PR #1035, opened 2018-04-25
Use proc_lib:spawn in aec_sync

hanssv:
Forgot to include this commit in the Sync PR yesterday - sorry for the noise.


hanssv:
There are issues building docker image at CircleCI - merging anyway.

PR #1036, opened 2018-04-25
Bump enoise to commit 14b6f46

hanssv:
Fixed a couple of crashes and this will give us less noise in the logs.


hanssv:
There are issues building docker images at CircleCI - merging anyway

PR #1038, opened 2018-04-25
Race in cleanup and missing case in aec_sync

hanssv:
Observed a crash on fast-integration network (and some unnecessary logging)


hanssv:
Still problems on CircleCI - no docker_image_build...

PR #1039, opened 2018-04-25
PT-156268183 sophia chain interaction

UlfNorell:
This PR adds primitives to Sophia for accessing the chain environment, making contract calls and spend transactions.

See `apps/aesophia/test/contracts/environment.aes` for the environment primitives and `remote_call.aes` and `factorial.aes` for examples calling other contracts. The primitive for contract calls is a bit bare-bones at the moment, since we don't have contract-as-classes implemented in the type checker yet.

◆ ◆ ◆ ◆ ◆

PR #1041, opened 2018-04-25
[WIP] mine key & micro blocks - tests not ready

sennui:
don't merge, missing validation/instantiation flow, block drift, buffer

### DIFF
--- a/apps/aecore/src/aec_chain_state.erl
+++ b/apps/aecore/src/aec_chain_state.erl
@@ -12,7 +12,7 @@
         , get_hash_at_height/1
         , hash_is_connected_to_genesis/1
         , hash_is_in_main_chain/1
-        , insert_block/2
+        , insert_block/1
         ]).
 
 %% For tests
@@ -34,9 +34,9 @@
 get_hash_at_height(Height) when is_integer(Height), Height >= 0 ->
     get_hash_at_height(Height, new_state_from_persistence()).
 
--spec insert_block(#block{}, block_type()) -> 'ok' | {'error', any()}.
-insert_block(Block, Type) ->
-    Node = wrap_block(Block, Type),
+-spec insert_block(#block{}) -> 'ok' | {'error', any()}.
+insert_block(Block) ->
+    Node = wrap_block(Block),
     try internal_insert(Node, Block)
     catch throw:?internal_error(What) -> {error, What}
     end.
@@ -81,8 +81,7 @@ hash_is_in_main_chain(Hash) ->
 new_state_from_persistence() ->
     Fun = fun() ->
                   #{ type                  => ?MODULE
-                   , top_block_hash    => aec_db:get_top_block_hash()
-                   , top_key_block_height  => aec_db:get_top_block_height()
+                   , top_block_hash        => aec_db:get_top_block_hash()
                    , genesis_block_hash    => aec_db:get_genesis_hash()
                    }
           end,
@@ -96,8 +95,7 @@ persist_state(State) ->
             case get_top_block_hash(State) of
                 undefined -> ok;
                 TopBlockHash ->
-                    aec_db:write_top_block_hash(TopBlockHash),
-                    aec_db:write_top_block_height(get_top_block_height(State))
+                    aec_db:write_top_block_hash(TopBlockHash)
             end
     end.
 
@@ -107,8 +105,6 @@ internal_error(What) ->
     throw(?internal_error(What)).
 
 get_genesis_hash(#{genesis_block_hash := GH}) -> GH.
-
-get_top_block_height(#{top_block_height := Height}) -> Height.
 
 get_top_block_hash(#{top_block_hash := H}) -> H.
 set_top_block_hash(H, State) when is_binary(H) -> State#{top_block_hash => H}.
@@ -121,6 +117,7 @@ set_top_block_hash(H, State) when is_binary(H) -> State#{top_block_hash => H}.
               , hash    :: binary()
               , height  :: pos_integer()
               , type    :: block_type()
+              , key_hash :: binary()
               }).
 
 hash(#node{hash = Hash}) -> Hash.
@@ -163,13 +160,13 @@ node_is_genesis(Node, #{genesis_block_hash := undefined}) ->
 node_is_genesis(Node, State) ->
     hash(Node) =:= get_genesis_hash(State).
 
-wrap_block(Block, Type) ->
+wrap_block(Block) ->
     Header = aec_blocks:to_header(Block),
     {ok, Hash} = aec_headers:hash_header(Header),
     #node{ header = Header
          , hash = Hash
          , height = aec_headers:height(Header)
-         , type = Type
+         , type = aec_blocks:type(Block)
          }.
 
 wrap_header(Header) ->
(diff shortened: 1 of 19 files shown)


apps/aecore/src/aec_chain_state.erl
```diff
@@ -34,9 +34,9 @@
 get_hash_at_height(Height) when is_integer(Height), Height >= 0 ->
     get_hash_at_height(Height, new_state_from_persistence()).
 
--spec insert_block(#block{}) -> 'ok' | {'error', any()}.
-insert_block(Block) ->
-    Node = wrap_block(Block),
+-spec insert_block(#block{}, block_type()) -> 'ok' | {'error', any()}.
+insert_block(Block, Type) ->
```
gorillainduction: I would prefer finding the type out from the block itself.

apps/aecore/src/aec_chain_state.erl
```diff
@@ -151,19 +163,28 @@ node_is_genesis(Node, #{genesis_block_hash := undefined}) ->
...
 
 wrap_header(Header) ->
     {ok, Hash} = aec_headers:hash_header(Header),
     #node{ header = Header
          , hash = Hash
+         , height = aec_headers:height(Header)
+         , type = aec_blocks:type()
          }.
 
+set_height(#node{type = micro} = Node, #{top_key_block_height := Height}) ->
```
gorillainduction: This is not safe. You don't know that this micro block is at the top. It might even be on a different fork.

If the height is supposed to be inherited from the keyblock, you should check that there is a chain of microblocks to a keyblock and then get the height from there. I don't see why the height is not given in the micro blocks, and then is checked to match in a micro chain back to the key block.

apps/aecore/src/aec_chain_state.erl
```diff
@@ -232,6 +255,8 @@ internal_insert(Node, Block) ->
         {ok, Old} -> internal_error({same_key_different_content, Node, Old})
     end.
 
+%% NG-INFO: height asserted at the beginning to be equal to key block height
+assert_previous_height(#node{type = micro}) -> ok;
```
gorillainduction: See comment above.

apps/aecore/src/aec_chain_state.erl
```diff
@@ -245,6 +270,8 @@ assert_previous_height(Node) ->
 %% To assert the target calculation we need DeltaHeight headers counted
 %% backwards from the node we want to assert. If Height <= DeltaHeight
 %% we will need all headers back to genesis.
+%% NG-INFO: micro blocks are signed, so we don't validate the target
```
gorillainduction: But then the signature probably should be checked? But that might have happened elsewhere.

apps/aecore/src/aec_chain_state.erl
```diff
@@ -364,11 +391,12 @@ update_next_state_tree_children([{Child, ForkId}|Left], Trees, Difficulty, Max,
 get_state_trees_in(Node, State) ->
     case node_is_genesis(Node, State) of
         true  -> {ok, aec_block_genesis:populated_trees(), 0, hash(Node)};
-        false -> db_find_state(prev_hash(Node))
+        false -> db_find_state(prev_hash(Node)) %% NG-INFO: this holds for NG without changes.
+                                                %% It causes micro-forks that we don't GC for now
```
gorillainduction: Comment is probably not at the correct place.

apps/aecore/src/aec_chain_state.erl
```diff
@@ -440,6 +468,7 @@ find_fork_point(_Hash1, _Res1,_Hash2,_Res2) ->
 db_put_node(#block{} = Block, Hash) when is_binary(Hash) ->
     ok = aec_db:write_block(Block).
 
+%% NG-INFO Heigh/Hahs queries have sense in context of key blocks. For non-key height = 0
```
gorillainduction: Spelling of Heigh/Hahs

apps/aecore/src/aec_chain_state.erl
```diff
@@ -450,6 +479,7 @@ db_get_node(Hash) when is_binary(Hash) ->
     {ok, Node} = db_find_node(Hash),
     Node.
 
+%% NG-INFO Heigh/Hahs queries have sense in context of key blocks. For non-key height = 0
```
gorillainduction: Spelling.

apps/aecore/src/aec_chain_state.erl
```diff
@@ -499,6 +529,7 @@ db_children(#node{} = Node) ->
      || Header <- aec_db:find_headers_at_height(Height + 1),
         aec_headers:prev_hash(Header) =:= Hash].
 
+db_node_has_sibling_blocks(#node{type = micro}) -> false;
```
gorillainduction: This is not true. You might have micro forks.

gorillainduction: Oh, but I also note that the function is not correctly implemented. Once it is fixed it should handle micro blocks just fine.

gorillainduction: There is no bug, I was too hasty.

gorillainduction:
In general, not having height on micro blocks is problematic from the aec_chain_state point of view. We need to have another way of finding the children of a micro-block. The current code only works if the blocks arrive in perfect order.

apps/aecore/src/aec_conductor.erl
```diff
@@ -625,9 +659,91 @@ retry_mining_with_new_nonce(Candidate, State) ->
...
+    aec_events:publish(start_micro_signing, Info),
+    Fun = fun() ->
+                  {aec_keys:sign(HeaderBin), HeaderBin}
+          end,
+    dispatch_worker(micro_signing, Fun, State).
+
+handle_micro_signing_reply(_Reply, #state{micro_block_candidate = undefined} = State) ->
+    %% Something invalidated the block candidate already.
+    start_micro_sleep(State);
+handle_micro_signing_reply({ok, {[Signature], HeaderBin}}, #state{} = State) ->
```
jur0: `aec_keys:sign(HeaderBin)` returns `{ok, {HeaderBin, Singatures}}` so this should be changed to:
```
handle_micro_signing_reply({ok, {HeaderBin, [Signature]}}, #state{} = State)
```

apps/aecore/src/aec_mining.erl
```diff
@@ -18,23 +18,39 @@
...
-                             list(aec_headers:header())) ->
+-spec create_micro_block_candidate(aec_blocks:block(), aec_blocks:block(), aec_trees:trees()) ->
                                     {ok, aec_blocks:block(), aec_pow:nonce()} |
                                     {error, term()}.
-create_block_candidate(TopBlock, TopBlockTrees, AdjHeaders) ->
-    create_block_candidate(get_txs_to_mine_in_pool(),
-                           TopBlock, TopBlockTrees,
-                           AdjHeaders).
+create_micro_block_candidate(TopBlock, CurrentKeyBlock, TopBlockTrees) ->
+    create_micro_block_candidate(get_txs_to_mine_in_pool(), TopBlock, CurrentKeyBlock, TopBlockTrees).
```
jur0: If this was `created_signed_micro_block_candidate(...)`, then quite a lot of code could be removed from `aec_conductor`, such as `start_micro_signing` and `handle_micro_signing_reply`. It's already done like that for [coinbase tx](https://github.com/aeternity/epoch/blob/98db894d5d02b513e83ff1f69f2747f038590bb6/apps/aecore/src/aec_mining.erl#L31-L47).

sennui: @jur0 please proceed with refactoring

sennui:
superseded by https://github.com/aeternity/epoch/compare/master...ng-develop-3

◆ ◆ ◆ ◆ ◆

Can you repeat, word for word, every line above from the one containing "PR #1035, opened 2018-04-25" down to the one containing "type checker yet.", including both?

PR #1035, opened 2018-04-25
Use proc_lib:spawn in aec_sync

hanssv:
Forgot to include this commit in the Sync PR yesterday - sorry for the noise.


hanssv:
There are issues building docker image at CircleCI - merging anyway.

PR #1036, opened 2018-04-25
Bump enoise to commit 14b6f46

hanssv:
Fixed a couple of crashes and this will give us less noise in the logs.


hanssv:
There are issues building docker images at CircleCI - merging anyway

PR #1038, opened 2018-04-25
Race in cleanup and missing case in aec_sync

hanssv:
Observed a crash on fast-integration network (and some unnecessary logging)


hanssv:
Still problems on CircleCI - no docker_image_build...

PR #1039, opened 2018-04-25
PT-156268183 sophia chain interaction

UlfNorell:
This PR adds primitives to Sophia for accessing the chain environment, making contract calls and spend transactions.

See `apps/aesophia/test/contracts/environment.aes` for the environment primitives and `remote_call.aes` and `factorial.aes` for examples calling other contracts. The primitive for contract calls is a bit bare-bones at the moment, since we don't have contract-as-classes implemented in the type checker yet.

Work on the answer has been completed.